皆と一緒に遊べないのは残念だし、家事の手伝いができないのは心苦しいが、とても楽しみな事があったのだ。
「ほら、お薬だよ」
ベッドで横になっているミラの元へ、母親が湯気を立てた木のコップを持ってくる。
中身は薬草・カモミールの粉末をとかしたお湯で、その独特な匂いと味が彼女は苦手だった。
「苦いから嫌だ」
「ワガママを言わないの」
薬湯を拒むミラを軽く叱りながらも、母親は頭を優しく撫でてくれる。
「ちゃんと全部飲んだら、ハチミツを一匙だけ舐めさせてあげるから」
「本当っ!?」
待ってましたとばかりに、ミラは目を輝かせる。
貴重な甘味であるハチミツは、春と秋にあるお祭りの時くらいしか食べられない。
それを一匙だけでも味わえるなら、不味い薬湯も苦ではなかった。
「絶対だよ!」
「おや、そんなに元気なら、お薬もハチミツもいらないかな?」
熱も忘れて大声を上げるミラを見て、意地悪を言う母親の手から、彼女は急いでコップを受け取る。

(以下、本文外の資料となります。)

Issue #234, opened 2025-07-03
HTTP client-specific output coercion issues


marksto:
@oliyh Hi Oliver!

This one is all about HTTP client-specific output (response body) coercion discrepancies (or, better put, variance), some of which cause subtle issues with/in Martian.

### Summary

| HTTP client | Request map key | Supported raw types | `Content-Type`-based auto-coercion (value) | Supported `Content-Type`s (matching values) | 
| ----------- | ----------- | ----------- | ----------- | ------------------------------------------------ |
| `hato` | `:as` | `nil`/`:default` (string)<br/>`:byte-array`<br/>`:stream` | yes (`:auto`) | `"application/json"` (`:json`, `:json-string-keys`, `:json-strict`, `:json-strict-string-keys`)<br/>`"application/edn"` (`:clojure`)<br/>`"application/transit+json"` (`:transit+json`)<br/>`"application/transit+msgpack"` (`:transit+msgpack`)<br/>`"text/*"` [only for charset decoding] | 
| `clj-http` | `:as` | `nil`/`:default` (string)<br/>`:byte-array`<br/>`:stream`<br/>`:reader`<br/>`"charset"` (string) | yes (`:auto`) | `"application/json"` (`:json`, `:json-string-keys`, `:json-strict`, `:json-strict-string-keys`)<br/>`"application/edn"`, `"application/clojure"` (`:clojure`)<br/>`"application/transit+json"` (`:transit+json`)<br/>`"application/transit+msgpack"` (`:transit+msgpack`)<br/>`"application/x-www-form-urlencoded"` (`:x-www-form-urlencoded`)<br/>`"text/xml"` (`:xml`) |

そして、息を吹きかけて薬湯を冷まし、強い苦みに耐えて何とか飲み干した。
「うぇ~」
「はい、よく頑張ったね」
顔をしかめるミラの口に、待ち焦がれていた黄金の輝きこと、ハチミツをすくったスプーンを、母親がそっと差し入れてくる。
途端、舌を汚染していた薬湯の苦みが消えるほど、暴力的な甘さが口内に広がった。
「美味しい~……風邪をひいて良かった」
「何て事を言うんだい、この子は」
感激のあまり本音を漏らしたミラの額を、母親は小突いて微笑を浮かべる。
女手一つで娘を育てるために、いつも忙しなく働いている母親が、病気にかかった時はつきっきりで看病してくれる。
それがハチミツの甘さと相まって、ミラは大好きだったのだ。